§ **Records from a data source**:
PR #8332, opened 2021-08-01
Expand Selection to Line Upwards plugin supports all ST versions, including latest ST4

aafulei:
May I request to change the `"sublime_text"` field from `>=3000` to `*` as it is more general, and, as I just tested it, it works for ST4 as well. No change in the code.

### DIFF
--- a/repository/e.json
+++ b/repository/e.json
@@ -1574,7 +1574,7 @@
 			"releases": [
 				{
 					"platforms": "*",
-					"sublime_text": ">=3000",
+					"sublime_text": "*",
 					"tags": true
 				}
 			]


rchl:
It's fine as it is. `>=3000` includes ST4 already.

aafulei:
> It's fine as it is. `>=3000` includes ST4 already.

I don't disagree but there is a `ST3` tag to the right of my plugin on the Package Control website, which is a little ambiguous. Therefore, if it is possible I still would like to request the change 🙏, especially considering I have just tested it and confirmed it works on ST4.

rchl:
But using `*` would also make it available to ST2 which is probably not correct. Although at this point probably nobody cares about ST2.

rwols:
I would say this is a UI issue for the packagecontrol.io website then? https://github.com/wbond/packagecontrol.io/issues

aafulei:
I figured out that these are trully misleading labels on Package Control website.

When you hover the mouse over the labels --
`2` means only works for ST2.
`4` means only works for ST4.
However, `3` means works for ST3+.

aafulei:
Anyway, as long as the plugin shows up on `Package Control: Install Package` on ST4, I don't mind leaving it as it is. I am closing the PR. Thank you for the discussion.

§ **Task**: Only one span of lines is wanted: the line with "-1574,7 +1574,7 @@" and every line after it to the end of the entries, output exactly.

§ **Written answer**:
@@ -1574,7 +1574,7 @@
 			"releases": [
 				{
 					"platforms": "*",
-					"sublime_text": ">=3000",
+					"sublime_text": "*",
 					"tags": true
 				}
 			]


rchl:
It's fine as it is. `>=3000` includes ST4 already.

aafulei:
> It's fine as it is. `>=3000` includes ST4 already.

I don't disagree but there is a `ST3` tag to the right of my plugin on the Package Control website, which is a little ambiguous. Therefore, if it is possible I still would like to request the change 🙏, especially considering I have just tested it and confirmed it works on ST4.

rchl:
But using `*` would also make it available to ST2 which is probably not correct. Although at this point probably nobody cares about ST2.

rwols:
I would say this is a UI issue for the packagecontrol.io website then? https://github.com/wbond/packagecontrol.io/issues

aafulei:
I figured out that these are trully misleading labels on Package Control website.

When you hover the mouse over the labels --
`2` means only works for ST2.
`4` means only works for ST4.
However, `3` means works for ST3+.

aafulei:
Anyway, as long as the plugin shows up on `Package Control: Install Package` on ST4, I don't mind leaving it as it is. I am closing the PR. Thank you for the discussion.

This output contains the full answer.